Experimental Method for the Kinetic Study of Unstable and Site-Directed Irreversible Inhibitors and its Application to the Inactivation of Chymotrypsin by Phenylmethylsulfonyl Fluorid

Abstract

The inactivation of enzymes by unstable irreversible inhibitors has only been experimentally characterized by means of discontinuous methods involving preincubation of the enzyme with the inhibitor and the removal of aliquots for further measurements of residual activity. A recent theoretical work proposed a continuous method for the kinetic study of these inhibitors in the presence of an auxiliary substrate.
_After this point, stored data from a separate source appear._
PR #4461, opened 2025-07-22
Handle numpy array for selective dynamics in `Structure`

### LINKED ISSUE #4460: `Error: Type is not JSON serializable` when Exporting POSCAR Structure to JSON
### Python version

Python 3.12.0

### Pymatgen version

2025.6.14

### Operating system version

Mac Os

### Current behavior

Attempting to export a `Structure` object initialized from a POSCAR file containing site_properties["selective_dynamics"] to JSON format using `to(filename="structure.json", fmt="json")` results in a `Error: Type is not JSON serializable: numpy.ndarray`. The error message indicates that `numpy.ndarray` objects within the `site_properties` are not JSON serializable.

### Expected Behavior

The `Structure` object should be successfully serialized to JSON format.

### Minimal example

```Python
import json
import numpy as np

# Create a mock structure with selective_dynamics
structure = Structure(
    lattice=[[10, 0, 0], [0, 10, 0], [0, 0, 10]],
    species=["H", "O"],
    site_properties={"selective_dynamics": [[True, True, True], [False, False, False]]}
)

# Create a POSCAR object from the structure
poscar1 = Poscar(structure)
# write poscar to file
poscar1.write_file("test.poscar")


# read poscar from file
poscar = Poscar.from_file("test.poscar")
# Attempt to export the POSCAR structure to JSON
try:
    poscar.structure.to(filename="structure.json", fmt="json")
except TypeError as e:
    print(f"Error: {e}")
```

test.poscar is created by the minimal example itself.

DanielYang59:
### Summary

- Handle numpy array for selective dynamics in `Structure`, to fix #4460
- [x] Double check consistent behaviour from `json` and `orjson`, also check round trip?
- [x] Unit test

### DIFF
--- a/pyproject.toml
+++ b/pyproject.toml
@@ -325,9 +325,6 @@ reportMissingModuleSource = false
 reportInvalidTypeForm = false
 exclude = ["**/tests"]
 
-[tool.uv]
-default-groups = ["dev", "lint"]
-
 [dependency-groups]
 dev = [
     "invoke>=2.2.0",
--- a/pyproject.toml
+++ b/pyproject.toml
@@ -325,6 +325,9 @@ reportMissingModuleSource = false
 reportInvalidTypeForm = false
 exclude = ["**/tests"]
 
+[tool.uv]
+default-groups = ["dev", "lint"]
+
 [dependency-groups]
 dev = [
     "invoke>=2.2.0",
--- a/src/pymatgen/io/vasp/inputs.py
+++ b/src/pymatgen/io/vasp/inputs.py
@@ -175,7 +175,6 @@ class Poscar(MSONable):
             dim = value.shape
             if dim[1] != 3 or dim[0] != len(self.structure):
                 raise ValueError(f"{name} array must be same length as the structure.")
-            value = value.tolist()
 
         super().__setattr__(name, value)
 
--- a/src/pymatgen/io/vasp/inputs.py
+++ b/src/pymatgen/io/vasp/inputs.py
@@ -160,15 +160,16 @@ class Poscar(MSONable):
         self.structure = structure.copy(site_properties=site_properties)
         if sort_structure:
             self.structure = self.structure.get_sorted_structure()
-        self.true_names = true_names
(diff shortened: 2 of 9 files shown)


src/pymatgen/io/vasp/inputs.py
```diff
@@ -175,6 +175,7 @@ def __setattr__(self, name: str, value: Any) -> None:
             dim = value.shape
             if dim[1] != 3 or dim[0] != len(self.structure):
                 raise ValueError(f"{name} array must be same length as the structure.")
+            # TODO: avoid list -> array -> list just for shape check?
```
DanielYang59, line 178: TODO tag

src/pymatgen/io/vasp/inputs.py
```diff
@@ -700,7 +700,7 @@ def get_str(
 
         return "\n".join(lines) + "\n"
 
-    get_string = get_str
+    get_string = get_str  # TODO: should we add a deprecation deadline?
```
DanielYang59, line 703: should we add a deprecation deadline?

shyuep:
Looks good to me.

pyproject.toml
```diff
@@ -325,6 +325,9 @@ reportMissingModuleSource = false
 reportInvalidTypeForm = false
 exclude = ["**/tests"]
 
+[tool.uv]
+default-groups = ["dev", "lint"]
```
DanielYang59, line 329: [`uv sync` would only install `dev` by default](https://docs.astral.sh/uv/concepts/projects/dependencies/#default-groups), linting tools then would not be available:
> By default, uv includes the dev dependency group in the environment (e.g., during uv run or uv sync). 
https://github.com/materialsproject/pymatgen/blob/f9d9fe8e0ce09ef30cc03bcc4e9937d27afd5a6a/pyproject.toml#L328-L345

DanielYang59: Better separate this to another PR, looks like out contributing guide also needs update

PR #4479, opened 2025-08-13
Move JDFTx sets from atomate2 to pymatgen

cote3804:
Following a request by @utf in an atomate2 [PR](https://github.com/materialsproject/atomate2/pull/955), I am moving our input set from atomate2 to pymatgen.

This PR adds a `sets.py` file with one new class, `JdftxInputSet`, which does little more than wrap the other JDFTx I/o classes. The only minor change to the original atomate2 code is that the `__init__` method now accepts a pymatgen `Structure` instead of a `JDFTXStructure`. 

A yaml defining the base input set, `BaseJdftxSet.yaml` was also moved from atomate2.

I added two basic tests to check that both loading from an input file and from a `JdftxInfile` are working and that the file written by the input set yields the expected `JdftxInfile`.

### DIFF
--- a/src/pymatgen/io/jdftx/BaseJdftxSet.yaml
+++ b/src/pymatgen/io/jdftx/BaseJdftxSet.yaml
@@ -1,0 +1,67 @@
+# Default JDFTx settings for atomate2 calculations.
+### Functional ###
+elec-ex-corr: gga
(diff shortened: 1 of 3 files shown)


shyuep:
Thanks.

PR #4482, opened 2025-08-16
Simplify and clean up LobsterNeighbors

naik-aakash:
The `LobsterNeighbors` __init__ method is currently messy, with file paths and objects; either of them can be used for initialization. This PR aims to fix this by adding the factory method `from_files` and rewriting the `__init__` method.  

PR will cause a breaking change in the API. The existing init method will be deprecated in January 2026.

# Changes

1. Added a new init method that will be replaced on 31-03-2026
2. Added from_files class method to initialize Lobsterneighbours object
3. Added tests to ensure new init method behaves similar to exisiting implementation
4. Improved error handling for cases where more than 13 neighbors are detected and added tests associated for such cases


naik-aakash:
Hi @shyuep , this PR is ready to be merged if there are no comments.

shyuep:
Thanks.

PR #4484, opened 2025-08-18
Fix jdftx.outputs usage of 3.11+ only syntax

DanielYang59:
## Summary

[Fix the following 3.11+ only syntax](https://docs.python.org/3/reference/expressions.html?utm_source=chatgpt.com#subscriptions):

> Changed in version 3.11: Expressions in an expression list may be starred. See [PEP 646](https://peps.python.org/pep-0646/).

```
E     File "/home/yang/pmg/src/pymatgen/io/jdftx/outputs.py", line 328
E       projections[spins[i]][:, :, *u_to_oa_map[u]] += proj_sjku[i, :, :, u]
E                                   ^
E   SyntaxError: invalid syntax
```

cc @benrich37

### DIFF
--- a/.github/workflows/test.yml
+++ b/.github/workflows/test.yml
@@ -31,21 +31,21 @@ jobs:
         # newest version (currently 3.13) on ubuntu (to get complete coverage on unix).
         config:
           - os: windows-latest
-            python: "3.11"
+            python: "3.10"
             resolution: highest
             extras: ci,optional,prototypes
           - os: windows-latest
             python: "3.11"
             resolution: highest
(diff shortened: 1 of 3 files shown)


benrich37:
Sorry about this! I was under the impression when I wrote this that pymatgen was for python 3.12+, thank you for fixing this!

DanielYang59:
no problem at all, https://github.com/materialsproject/pymatgen/blob/12011a16ccc275e894d2eab6795b7d455bea29fa/pyproject.toml#L47-L51

Also noticed we don't test 3.10 and that's the reason this was not caught, maybe we should consider moving one of the windows configs to 3.10

PR #4487, opened 2025-08-25
Fix TranslateSitesTransformation

Rastow:
## Summary

There was a bug in the `TranslateSitesTransformation` class. Both index variables in `apply_transformation` are named identically. The test case did not capture this error. I changed the existing test case to fail when run with the old code and renamed the variables.

## Checklist


shyuep:
Thanks.

PR #4490, opened 2025-09-01
Replace `linear_assignment` with `scipy` `linear_sum_assignment `

DanielYang59:
## 

- Replace `linear_assignment` with [`scipy` `linear_sum_assignment `](https://docs.scipy.org/doc/scipy/reference/generated/scipy.optimize.linear_sum_assignment.html#linear-sum-assignment)
- [ ] Speed benchmark


shyuep:
Can you confirm that the scipy version actually is faster? The numbers don't seem to bear that out?

DanielYang59:
> Can you confirm that the scipy version actually is faster? The numbers don't seem to bear that out?

As far as I could tell our version performs almost identically as the scipy version (tested both on WSL2 ubuntu 24.04 AMD64 and my MacOS ARM64 machines), this replacement was not really intended for speed but freeing pymatgen from maintaining `linear_assignment` now that it's available from scipy?

PR #4494, opened 2025-09-12
Re-enable mypy `misc` rule and doc/type cleanup

DanielYang59:
## Summary

- Re-enable mypy rule `misc`
- Minor doc, type and test cleanup


src/pymatgen/core/units.py
```diff
@@ -678,20 +689,20 @@ def to(self, new_unit: str | Unit) -> Self:
...
+        return self.to(cast("Unit", self.unit.as_base_units[0]))
 
     @property
-    def supported_units(self) -> dict:
+    def supported_units(self) -> dict[str, dict[str, float]]:
         # TODO abstract base class property?
         """Supported units for specific unit type."""
         if self.unit_type is None:
-            raise RuntimeError("Cannot get supported unit for None.")
+            raise RuntimeError("Cannot get supported unit for known unit_type.")
```
DanielYang59, line 705: emmm a typo here would fix later, should be unknown unit type

PR #4501, opened 2025-09-21
Fix `pre-commit` errors, make `mypy` runnable in `pre-commit` locally, remove `fdint` from optional dependency, doc/test clean up for `matproj`

DanielYang59:
- Minor doc/test cleanup for `matproj`, more descriptive pytest skip message
- `MPRester.request` add default timeout of 60 secs
- [x] Fix `pre-commit` errors after enabling `misc`
- Make `pre-commit`-`mypy` runnable locally
- [**NEED CONFIRMATION**] remove [optional dependency `fdint`](https://github.com/materialsproject/pymatgen/blob/master/pyproject.toml#L94) as it's not installable: https://github.com/scott-maddox/fdint/issues/21


.pre-commit-config.yaml
```diff
@@ -25,6 +25,8 @@ repos:
     rev: v1.17.1
     hooks:
       - id: mypy
+        entry: mypy -p pymatgen
+        pass_filenames: false
```
DanielYang59, line 29: Not sure if there's any better way to resolve way, locally I got:
```
mypy.....................................................................Failed
- hook id: mypy
- exit code: 2

src/pymatgen/io/core.py: error: Duplicate module named "core" (also at
"src/pymatgen/core/__init__.py")
src/pymatgen/io/core.py: note: See
https://mypy.readthedocs.io/en/stable/running_mypy.html#mapping-file-paths-to-modules
for more info
src/pymatgen/io/core.py: note: Common resolutions include: a) using
--exclude to avoid checking one of them, b) adding __init__.py
somewhere, c) using --explicit-package-bases or adjusting MYPYPATH
Found 1 error in 1 file (errors prevented further checking)
```

PR #4502, opened 2025-09-22
Fix: indexing error in Procar._read()

finnrk:
## Summary

Major changes:

- Fixes a bug related to indices when skipping repeated k-points while reading `PROCAR` (for example, the double-counting of symmetry points when using a k-path for plotting bandstructure). 

 
Previously, projections, eigenvalues, occupations and weights would be attributed to the wrong k-points. Also, the k-point following the skipped k-point would have complex projections of NaN, as well as an occupation, weight, eigenvalue and squared projections of 0.


shyuep:
Thanks.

This method was based on approximate expressions for the evolution of the product concentration, which contained series expansions with five or more exponential terms, which severely complicates their use in practice. In this paper, a new experimental method has been developed for the kinetic study of unstable and site-directed irreversible inhibitors. This new method considers the operation of the enzymatic inactivation system in two different ranges of inhibitor concentration. Thus, at low inhibitor concentrations exact analytical equations describe the kinetic behaviour of the system from the rates of the corresponding initial and final steady states. At high inhibitor concentrations, however, the product accumulation follows an exact uniexponential equation. The simplicity and efficiency of the method are illustrated by the study of the inactivation of chymotrypsin by phenylmethylsulfonyl fluoride, whose instability has been seriously under estimated in the literature.